Call the **softmax()** with the dim parameter and store it in the m variable to use it while creating the tensors to keep the values within a certain limit. Create 2 input tensors and two output tensors each containing a tensor with and without the softmax() method:

```
m = torch.nn.Softmax (dim=1)
i_tensor_before_softmax = torch.Tensor ([0.1, 0.2, 0.4, 0.3])
i_tensor = m (i_tensor_before_softmax.view (-1,4))
o_tensor_before_softmax = torch.Tensor ([0.7, 0.1, 0.1, 0.1])
o_tensor = m (o_tensor_before_softmax.view (-1,4))
```

Get the functional dependency as **F** and use it to call the functional **KLDivLoss()** method and store it in the kl_loss variable. Use the **CrossEntropyLoss()** method stored in the loss variable to get the loss from the previously created tensors. Use the **kl_loss** variable with the input and target datasets to extract the difference between them and store it in the kl_output.
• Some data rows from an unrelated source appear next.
PR #1843, opened 2023-09-15
Modify babel_cursor test to match SQL Server usage

xhfanhe:
### Description

Babelfish cursor has the following problems:
1. In SQL Server, cursor can only be a procedure argument of type VARYING OUTPUT, and cannot be an INPUT. However both are allowed in Babelfish.
2. In current Babelfish, when cursor is used as a VARYING OUTPUT argument, it is not behaving the same as SQL Server. This issue is tracked in BABEL-3350.

Due to the above reasons, rewrote/removed some test cases in babel_cursor.sql test to match SQL Server usage. Output has been verified against SQL Server test result. For the same reason, `sp_cursor_list` and `sp_describe_cursor` usage does not match SQL Server behavior either, removing related tests till BABEL-3350 is fixed.

Task: BABEL-4391
Signed-off-by: Xiaohui Fanhe <hexiaohu@amazon.com>

### Check List

### DIFF
--- a/test/JDBC/expected/babel_cursor.out
+++ b/test/JDBC/expected/babel_cursor.out
@@ -17,14 +17,16 @@ GO
 
 
 
-CREATE PROCEDURE babel_fetch_cursor_helper_int_proc(@cur CURSOR, @num_fetch int)
+CREATE PROCEDURE babel_cursor_proc(@num_fetch int)
 AS
 BEGIN
 	DECLARE @var_i int;
 	DECLARE @cnt int = 0;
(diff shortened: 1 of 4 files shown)


2jungkook (approved):

forestkeeper (approved):

robverschoor (commented):
I think it should be possible to create a test case where a cursor variable is used as a parameter for a procedure call.

xhfanhe:
> I think it should be possible to create a test case where a cursor variable is used as a parameter for a procedure call.

(Somehow I cannot directly reply to the comment) Yes and it's been tested in some other test cases like BABEL-2262.sql and routines_definition.sql.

Create cross-ent and ent variables to find the **loss()** method with the softmax() method and find the difference between them:

```
import torch.nn.functional as F
kl_loss = torch.nn.KLDivLoss (reduction = 'batchmean')
loss = torch.nn.CrossEntropyLoss()
kl_output = kl_loss (input = F.log_softmax (i_tensor_before_softmax, dim=-1), target = o_tensor)
cross_ent = loss (input = i_tensor_before_softmax.view (-1,4), target = o_tensor)
ent = loss (input=o_tensor_before_softmax.view (-1,4), target = o_tensor)
kl_output_using_ce = cross_ent - ent
print (kl_output, kl_output_using_ce)
```

Print the **kl_output** and **kl_output_using_ce** to get the KL divergence loss and cross-entropy losses as displayed in the following screenshot:

That’s all about the process of calculating the KL divergence loss in PyTorch.

**Conclusion**

To calculate the KL divergence loss in PyTorch, install the torchmetrics to import the torch library for using the methods offered by the module. The platform enables the user to find the KL divergence loss using the KLDivergence() and KLDivLoss() methods. This guide has elaborated the process in detail with multiple examples using both the methods and the comparison with cross-entropy loss.